Guy Debord defined pyschogeography as “The study of the specific effects of the geographical environment, consciously organised or not, on the emotions and behaviour of individuals.” It is a practice that is usually associated with cityscapes, but Merlin Coverley’s approach can be conveniently and completely applied to the tone, intention, practice and vibe of our Stroud research. Coverley's comments in his 2010 book, “…the predominant characteristics of pyschogeographical ideas – urban wandering, the imaginative reworking of the city, the otherworldly sense of spirit of place, the unexpected insights and juxtapositions created by aimless drifting, the new ways of experiencing familiar surroundings…” are  what our projects will be all about, all be it, in and around a mill town in the Cotswolds.

Friday 17 August 2012

What do we mean by "Radical History"?



My second posting on this blog will clarify what I mean by radical history.
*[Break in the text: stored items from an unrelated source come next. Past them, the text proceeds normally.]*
PR #3491, opened 2024-08-20
preserve `Array.replace` `Array.replaceOption` non emptiness

KhraksMamtsov:
## Type

- [ ] Refactor
- [x] Feature
- [ ] Bug Fix
- [ ] Optimization
- [ ] Documentation Update

## Related

- Related Issue #
- Closes #

### DIFF
--- a/packages/effect/src/Array.ts
+++ b/packages/effect/src/Array.ts
@@ -1055,8 +1055,17 @@ export const insertAt: {
  * @since 2.0.0
  */
 export const replace: {
-  <B>(i: number, b: B): <A>(self: Iterable<A>) => Array<A | B>
-  <A, B>(self: Iterable<A>, i: number, b: B): Array<A | B>
+  <B>(
+    i: number,
+    b: B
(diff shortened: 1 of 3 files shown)


tim-smart (commented):
Thanks. Could you add some dtslint tests?

packages/effect/src/Array.ts
```diff
@@ -1055,8 +1055,17 @@ export const insertAt: {
  * @since 2.0.0
  */
 export const replace: {
-  <B>(i: number, b: B): <A>(self: Iterable<A>) => Array<A | B>
-  <A, B>(self: Iterable<A>, i: number, b: B): Array<A | B>
+  <B>(
+    i: number,
+    b: B
+  ): <A, S extends Iterable<A> = Iterable<A>>(
```
gcanti, line 1061: what's the purpose of these defaults? (`= Iterable<A>`)

KhraksMamtsov: keep backward compatibility in case of use with passing type arguments
in the previous version, there was only one required parameter

PR #3494, opened 2024-08-20
add binary support to KeyValueStore

tim-smart:


nounder:
Oh wow. Thanks @tim-smart

PR #3495, opened 2024-08-22
add HttpApi modules to /platform

tim-smart:


packages/platform-node/examples/api.ts
```diff
@@ -0,0 +1,126 @@
...
+      })),
+      ApiEndpoint.setSuccess(User),
+      ApiEndpoint.addError(Schema.String.pipe(
+        ApiSchema.asEmpty({ status: 413, decode: () => "boom" })
+      ))
+    )
+  ),
+  ApiGroup.add(
+    ApiEndpoint.post("create", "/").pipe(
+      ApiEndpoint.setPayload(ApiSchema.Multipart(Schema.Struct({
```
danielo515, line 53: Are all this supposed to set validation schemas? If that is the case (and I'm being a bit nitpicking here) reflecting that in the name will be easier to understand and more consistent with the rest of the methods of the platform package (eg setCookiesSchema or setHeadersSchema)

tim-smart: All Api* modules are schema only, and the `ApiBuilder` module is for the implementation side.

The Api naming might change to make it more obvious that everything is a schema.

kattsushi:
I'm not sure if it makes sense (im consider my self very new on effect and fp paradigms), but I would like the @effect/RPC API to eventually be as similar to this HttpApi as possible. While RPC is currently very composable, I understand that it is not as declarative as this (HttpApi) in terms of separating the blueprint or declaration (with the help of schemas) from the implementation.

Great work, congratulations! 🚀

I use the term to describe both the content and the form of the story we intend to tell about our area’s past. The content will focus upon places in our local landscape that have a radical history, in a sort of upside down view of “Heritage”. Christopher Hill wrote of a world turned upside down; that is how we intend to write of our heritage. Places and stories that are often forgotten or ignored will be brought back to life; conventional narratives and explanations will be questioned. I remember the excitement of reading E.P. Thompson’s "Making of the English Working Class” on my 21st birthday and have never forgotten his wish that the lives of ordinary people should be rescued from “the enormous condescension of posterity.” That’s what we will be doing in terms of places, people and posterity.
I will now address what I mean by a radical approach: this has a number of varying meanings. One meaning is in terms of collaboration: the history that is written will be produced by a group of people in a number of different ways, using different media, rather than by anyone “voyaging alone on strange seas of thought”. Secondly, our approach will go beyond the usual analysis of primary and secondary historical sources; we shall also use imagination, together with artistic and literary responses to both the past and the landscape. We shall boldly go beyond the sources of evidence, as well as the split infinitive, with lateral as well as linear thought – we shall be both Newtonian as well as Keatsian historians. There will be, in short, a rewriting of historical protocol.
 This leads to our third emphasis: pyschogeography. I know that many of you will be thoroughly acquainted with this concept. I also know that many, at best, will think it a questionable notion. I am also aware that many will not have the slightest idea what this term implies. If it’s any consolation, I think I am probably in all three camps most or all of the time. But this confusion may give me an advantage in explaining this term for what teachers used to describe as “a mixed-ability audience”; this is what I/we will do on the next posting; we will define “pyschogeography” at some length and with some easily comprehensible detail. The posting after that synopsis will start to apply such a psychogeographical approach to our first choice of study: the whereabouts and meanings of our local springs.